Industri

Bu Menkeu, Penyaluran Surat Utang Jumbo Harus Tepat Sasaran

  • JAKARTA – Anggota DPR Komisi XI, Ahmad Yohan menyebut pemerintah harus jeli menyalurkan pandemic bond kepada sektor-sektor yang dapat benar-benar tumbuh dan padat karya selama masa pandemi, agar peruntukkannya lebih tepat sasaran. Hal ini lantaran pemerintah masih memilih skema peruntukkannya, baik untuk diinvestasikan atau pembiayaan Badan Usaha Milik Negara (BUMN) melalui skema penyertaan modal negara […]

Industri
Ananda Astri Dianka

Ananda Astri Dianka

Author

JAKARTA – Anggota DPR Komisi XI, Ahmad Yohan menyebut pemerintah harus jeli menyalurkan pandemic bond kepada sektor-sektor yang dapat benar-benar tumbuh dan padat karya selama masa pandemi, agar peruntukkannya lebih tepat sasaran.

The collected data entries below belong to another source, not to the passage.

PR #3097, opened 2023-01-27
Replaced `transform` function

### LINKED ISSUE #2961: Replace `transform()` with something programming-friendly
>Actually, my advice would be to save this for a separate PR.  I did a quick search and there are **many** instances of `transform()` in PEcAn which will all likely result in a similar problem of undefined global variables.  It would probably easier to change them all at once when you've got the fix pattern figured out.

_Originally posted by @Aariq in https://github.com/PecanProject/pecan/pull/2956#discussion_r921198756_

`transform()` is similar to `dplyr::mutate()` but doesn't have a way of avoiding the 'undefined global variables' CRAN check error.  The help file for `transform()` explicitly says to not use it in programming.

For example, `transform(iris, Sepal.Length = Sepal.Length * 2)` will result in an undefined global variable `Sepal.Length`.  With `dplyr`'s `.data` pronoun this can be avoided: `dplyr::mutate(iris, Sepal.Length = .data$Sepal.Length * 2)`

meetagrawal09:
## Description

The aim of this PR is to replace the use of `transform()`
This PR fixes #2961

## Review Time Estimate

- [ ] Immediately
- [ ] Within one week
- [X] When possible

## Types of changes

## Checklist:

### DIFF
--- a/models/maat/R/write.config.MAAT.R
+++ b/models/maat/R/write.config.MAAT.R
@@ -59,19 +59,19 @@ convert.samples.MAAT <- function(trait.samples, runid) {
   }
   if ("Ha.vcmax" %in% names(trait.samples)) {
     ## Convert from kJ mol-1 to J mol-1
-    trait.samples <- transform(trait.samples, Ha.vcmax = PEcAn.utils::ud_convert(Ha.vcmax, "kJ", "J"))
+    trait.samples$Ha.vcmax <- PEcAn.utils::ud_convert(trait.samples$Ha.vcmax, "kJ", "J")
   }
   if ("Hd.vcmax" %in% names(trait.samples)) {
     ## Convert from kJ mol-1 to J mol-1
-    trait.samples <- transform(trait.samples, Hd.vcmax = PEcAn.utils::ud_convert(Hd.vcmax, "kJ", "J"))
+    trait.samples$Hd.vcmax <- PEcAn.utils::ud_convert(trait.samples$Hd.vcmax, "kJ", "J")
   }
   if ("Ha.jmax" %in% names(trait.samples)) {
     ## Convert from kJ mol-1 to J mol-1
-    trait.samples <- transform(trait.samples, Ha.jmax = PEcAn.utils::ud_convert(Ha.jmax, "kJ", "J"))
+    trait.samples$Ha.jmax <- PEcAn.utils::ud_convert(trait.samples$Ha.jmax, "kJ", "J")
   }
   if ("Hd.jmax" %in% names(trait.samples)) {
     ## Convert from kJ mol-1 to J mol-1
-    trait.samples <- transform(trait.samples, Hd.jmax = PEcAn.utils::ud_convert(Hd.jmax, "kJ", "J"))
+    trait.samples$Hd.jmax <- PEcAn.utils::ud_convert(trait.samples$Hd.jmax, "kJ", "J")
   }
   if ("leaf_reflect_vis" %in% names(trait.samples) & "leaf_trans_vis" %in% names(trait.samples) ){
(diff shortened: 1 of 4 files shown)


meetagrawal09:
Further occurrences of the `transform` function appear in `pecan.models.maat` and `pecan.modules.priors`
In these can we consider importing the `dplyr` package and using the `mutate` function to solve the issue ?

@Aariq any specific reason for doing the below for packages not importing `dplyr` ( anything affecting efficiency ? ): 
```
new_df <- old_df
new_df$new_col <- new_df$old_col * 2
```

Aariq:
> @Aariq any specific reason for doing the below for packages not importing `dplyr` ( anything affecting efficiency ? ): Reference [#2961comment](https://github.com/PecanProject/pecan/issues/2961#issuecomment-1188381697)

Just that it's sometimes a good idea to minimize the number of dependencies a package has.

meetagrawal09:
All instances of `transform()` have been replaced

models/maat/R/write.config.MAAT.R
```diff
@@ -59,19 +59,19 @@ convert.samples.MAAT <- function(trait.samples, runid) {
   }
   if ("Ha.vcmax" %in% names(trait.samples)) {
     ## Convert from kJ mol-1 to J mol-1
-    trait.samples <- transform(trait.samples, Ha.vcmax = PEcAn.utils::ud_convert(Ha.vcmax, "kJ", "J"))
+    trait.samples$Ha.vcmax <- PEcAn.utils::ud_convert(trait.samples$Ha.vcmax, "kJ", "J")
```
infotroph, line 62: I'm amused that the `transform`'s in this file were obviously intended to "save typing" but most of these lines are shorter without it!

modules/priors/vignettes/priors_demo.Rmd
```diff
@@ -294,7 +294,10 @@ vcmax.density <- with(vcmax.dist, pr.dens(distribution, a, b), xlim = c(0,50))
 
 ######### Vcmax Prior Plot
 vcmax.c4 <- all.vcmax.data$ft == 2
-vcmax.data <- transform(all.vcmax.data, mean = Y, se =  1/(sqrt(n) * obs.prec))[,c('ft', 'mean', 'se')]
+vcmax.data <- all.vcmax.data[,c('ft', 'Y')]
+vcmax.data$mean <- vcmax.data$Y
+vcmax.data$se <- 1/(sqrt(n) * obs.prec)
```
infotroph, line 299: This looks right if `obs.prec` is a variable in the local environment and not a column in `all.vcmax.data` -- if it's a column then this will ignore it where transform would use it and mask any `obs.prec` from the environment. 

(Apologies if the answer is obvious-- I'm reading this on my phone and didn't pull up the entire file)

infotroph (commented):
This is looking very good! Is it ready for full review or are you still adding changes?

infotroph (approved):

modules/priors/vignettes/priors_demo.Rmd
infotroph: I checked on a bigger screen and I think `obs.prec` *is* a column in the data frame, so I think it needs to be added to line 297 and then this line needs to become
```suggestion
vcmax.data$se <- 1/(sqrt(vcmax.data$n) * vcmax.data$obs.prec)
```

infotroph (changes requested):

modules/priors/vignettes/priors_demo.Rmd
meetagrawal09: Thanks for pointing that out : ) 
Committed the change.

infotroph (approved):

Hal ini lantaran pemerintah masih memilih skema peruntukkannya, baik untuk diinvestasikan atau pembiayaan Badan Usaha Milik Negara (BUMN) melalui skema penyertaan modal negara (PMN).

“Pandemi bond ini skemanya akan dimasukkan sebagai below the line (BTL), sebagai dana pencadangan. Bukan untuk  menambal defisit anggaran penerimaan dan belanja negara (APBN),” katanya dalam wawancara via WhatsApp dengan Trenasia, Rabu 16 April 2020.

Terlebih, Menteri Keuangan, Sri Mulyani Indrawati mengoreksi target penerinaan pajak dalam APBN Perubahan 2020 dari 1.642,6 triliun menjadi Rp1.254,1 triliun.

Sehingga, banyak pakar yang mengkhawatirkan daya bayar hutang pemerintah di kemudian hari. Ditambah dengan tenor hutang yang diambil merupakan tenor terpanjang di sejarah RI, yakni 50 tahun.

Menjawab keraguan banyak pihak, pemerintah masih menggunakan dalil bahwa jika dilihat debt to GDP ratio, utang RI masih sehat, karena masih jauh di bawah 60%. Padahal, penghitungan rasio utang terhadap produk domestik bruto (PDB) yang mengacu pada Dana Moneter Internasional (IMF) telah menuai banyak kritikan. 

“Yang paling relevan adalah pemerintah harus jujur, untuk melihat posisi utang dari sisi penerimaan atau rasio utang terhadap penerimaan negara (baik pajak dan non pajak),” tambah dia.

Sebagai informasi, pada 7 April 2020 lalu, Sri Mulyani mengumumkan Indonesia sebagai negara pertama penerbit surat utang terbesar dengan tenor terpanjang di tengah wabah virus corona (COVID-19) senilai US$4,3 miliar setara Rp68,8 triliun (kurs Rp16.000 per dolar Amerika Serikat).

Menteri Terbaik di Dunia (Best Minister in the World Award) di World Government Summit tersebut menambahkan alasan pengambilan tenor 50 tahun sejalan dengan preferensi dari investor global terhadap obligasi bertenor jangka panjang cukup kuat.

Selain itu, tenor jangka panjang juga menjadi strategi mengkombinasikan antara surat utang negara berdenominasi rupiah dan dollar Amerika Serikat.

“Dengan tenor yang baru, Indonesia menciptakan acuan atau benchmark baru bagi surat utang negara Indonesia,” jelas Sri Mulyani, dalam konferensi pers virtual tentang pembiayaan utang 2020 di Jakarta, Selasa, 7 April 2020.